Exercise goal: As the answer, give a copy of each line below that includes the word "files".

Available records:
PR #1470, opened 2026-01-20
Calculate line length correct with inlay hints

svenbergner:
The line length wasn't calculated correct with activated inlay hints.
With blame line align right could it happen that the blame text covered the source code.


lewis6991:
Thanks

svenbergner:
Your welcome. Thanks for accepting my PR.

Issue #1135, opened 2024-10-20
Add filetype to popups


gabs712:
### Description

gitsigns.preview_hunk and gitsigns.blame_line popups currently doesn't have filetypes.
I suggest adding one for each, so them can be referenced.

### Neovim version

v0.11.0

### Operating system and version

Ubuntu 24.04.1

### Actual behavior

Running `:set ft?` inside of popups outputs a null value.

### Minimal config

```Lua
require('gitsigns').setup()
```

### Steps to reproduce

1. Trigger gitsigns.blame_line or gitsigns.preview_hunk
2. Trigger it again to enter the window
3. Run `:set ft?`
4. There isn't a filetype defined

Picalines:
+1

See https://github.com/mfussenegger/nvim-dap/issues/415 on why it's useful

PR #1474, opened 2026-01-29
chore: add buffer filetype to preview_hunk

camiloaromero23:
Addresses https://github.com/lewis6991/gitsigns.nvim/issues/1135
image
image

 Open to suggestions

### DIFF
--- a/lua/gitsigns/actions/preview.lua
+++ b/lua/gitsigns/actions/preview.lua
@@ -199,6 +199,15 @@ local function noautocmd(f)
   end
 end
 
+local function withautocmd(f)
+  return function()
+    local ei = vim.o.eventignore
+    vim.o.eventignore = ''
+    f()
+    vim.o.eventignore = ei
+  end
+end
+
 --- Preview the hunk at the cursor position in a floating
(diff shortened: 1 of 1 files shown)


phanen:
I think https://github.com/lewis6991/gitsigns.nvim/issues/1135 is about a event/FileType-event specific to popup, but not for syntax hl. 

For syntax hl, trigger `FileType` event is not a good idea. It may also trigger lsp server or other plugins (which also listen on FileType, scan your ftplugin/ in rtp, although this is negligible). Also it would be better to exclude the diff related signs like `-`/`+` when parse the text, I guess it may not work well with some language, more or less.

IMHO set something like `ft=gitsigns_popup` is enough for user, then they can use the event for their own syntax hl, e.g. they can borrow utils in fancy diff in snacks https://github.com/folke/snacks.nvim/commit/22eea90a9548e692c80a20740934720e6d095be1.

phanen:
FYI. Make a [plugin](https://github.com/phanen/blame_hl.nvim) just now. It monkey patch `Popup.update/create` to get preview_buf/preview_winid.


image

Issue #1349, opened 2025-06-24
Gitsigns fails to attach in msys2


goulf-3m:
### Description

The debug messages showed that extra '\n' are present in git commands.

This fixes. Please apply or do similar newline striping!

```
diff --git a/lua/gitsigns/git/repo.lua b/lua/gitsigns/git/repo.lua
index 3ed6196..cdad8cb 100644
--- a/lua/gitsigns/git/repo.lua
+++ b/lua/gitsigns/git/repo.lua
@@ -168,6 +168,9 @@ local function normalize_path(path)
     -- through cygpath
     --- @type string
     path = async.await(3, system, { 'cygpath', '-aw', path }).stdout
+    if path:sub(-1) == '\n' then
+      path = path:sub(1, -2)
+    end
   end
   return path
 end
```

### Neovim version

Not relevant

### Operating system and version

Windows 11

### Actual behavior

Gitsigns failed to attach

### Minimal config

```Lua
for name, url in pairs{
  gitsigns = 'https://github.com/lewis6991/gitsigns.nvim',
  -- ADD OTHER PLUGINS _NECESSARY_ TO REPRODUCE THE ISSUE
} do
  local install_path = vim.fn.fnamemodify('gitsigns_issue/'..name, ':p')
  if vim.fn.isdirectory(install_path) == 0 then
    vim.fn.system { 'git', 'clone', '--depth=1', url, install_path }
  end
  vim.opt.runtimepath:append(install_path)
end

require('gitsigns').setup{
  debug_mode = true, -- You must add this to enable debug messages
  -- ADD GITSIGNS CONFIG THAT IS _NECESSARY_ FOR REPRODUCING THE ISSUE
}

-- ADD INIT.LUA SETTINGS THAT IS _NECESSARY_ FOR REPRODUCING THE ISSUE
```

### Steps to reproduce

Run nvim in MSYS2

### Gitsigns debug messages

```text

```

### Gitsigns cache

```lua

```

goulf-3m:
The above is for Gitsigns 1.0.2.

For the master branch (1b0350a), it's complaining:
```
'C:\Users\goulf\Desktop\configs' is outside worktree '/c/Users/goulf/Desktop/configs'
```

goulf-3m:
This BUG is still around. The debug message says:

```
 'C:\Users\xxx\Desktop\configs' is outside worktree '/c/Users/xxx/Desktop/configs'
```

[...]

PR #1500, opened 2026-03-24
Fix accessible paths being ommited from normalization on windows systems

Dioarya:
This problem affects me and gould-3m has found a solution, I hope there's no side effects.
This fixes when vim can see the path exists, but incorrectly omits it from being normalized.
I'm on windows MSYS2. I think this also fixes things on Cygwin, but not sure.


Dioarya:
Fixes #1349. Credit to gould-3m for this fix.

lewis6991:
@Dioarya can you check https://github.com/lewis6991/gitsigns.nvim/pull/1501

lewis6991:
Fixed in #1501

PR #1515, opened 2026-03-29
feat(heatmap): create configurable highlight group for temperature colors

dimtion:
So I was seeing that the current commit heatmap colors doesn't allow much configuration.

The current implementation (inspired by fugitive I see?)  is using  tri-color pattern Blue / Red / Yellow for indicating the age of the commit. On some color schemes, this makes the red pop more than the yellow: giving the impression that red commits are newer than yellow ones.

I'm proposing here a couple of improvement:
1. Using a single bi-color scheme (cold-hot) and do a smoothstep interpolation between then two. Which is generally considered a better practice to show a scale for a variable.
2. Let the user or theme define  and override the `GitSignsColorTemp` highlights
3. Fallback to `Normal` (bg = cold, fg = hot), which in my opinion is more subtle for an age indicator.

I'm happy to discuss the color/theme decisions since those can be subjective. Let me know what you think!

<details>
<summary>See screenshots</summary>
Screenshot 2026-03-29 at 16 24 53
Screenshot 2026-03-29 at 16 25 22
Screenshot 2026-03-29 at 16 27 24
Screenshot 2026-03-29 at 16 26 05
Screenshot 2026-03-29 at 16 26 32
</details>

### DIFF
--- a/doc/gitsigns.txt
+++ b/doc/gitsigns.txt
@@ -1354,6 +1354,11 @@ GitSignsVirtLnum
     Used for line numbers in inline hunks previews.
 
     Fallbacks: `GitSignsDeleteVirtLn`
+                                                        *hl-GitSignsColorTemp*
+GitSignsColorTemp
+    Heatmap color: fg = hot (newer changes), bg = cold (older changes)
+
+    Fallbacks: `Normal`
 
 ==============================================================================
 COMMAND                                                      *gitsigns-command*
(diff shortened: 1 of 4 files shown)


dimtion:
Hi @lewis6991 I was wondering if you would be interested in such change, and if so, if PR requires more work, either on the premise (bi-color), the way the color scheme is defined or on the implementation.

lewis6991:
Haven't had time to review.

I want to keep a 2 stop approach.

PR #1559, opened 2026-06-18
feat(blame): Add option to show blamed commit in the existing window

drakari7:
In the blame buffer, when you press <CR> on a commit, you get a pmenu with different options. This MR adds an aditional option to see the commit in the current window. This avoids having to do a :tabnew which also ends up creating a [No Name] buffer.


drakari7:
@lewis6991 This is a purely additive functional change. If you're not opposed to it, I would love to see it merged! Thanks for taking a look.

Written solution:
(diff shortened: 1 of 1 files shown)
(diff shortened: 1 of 4 files shown)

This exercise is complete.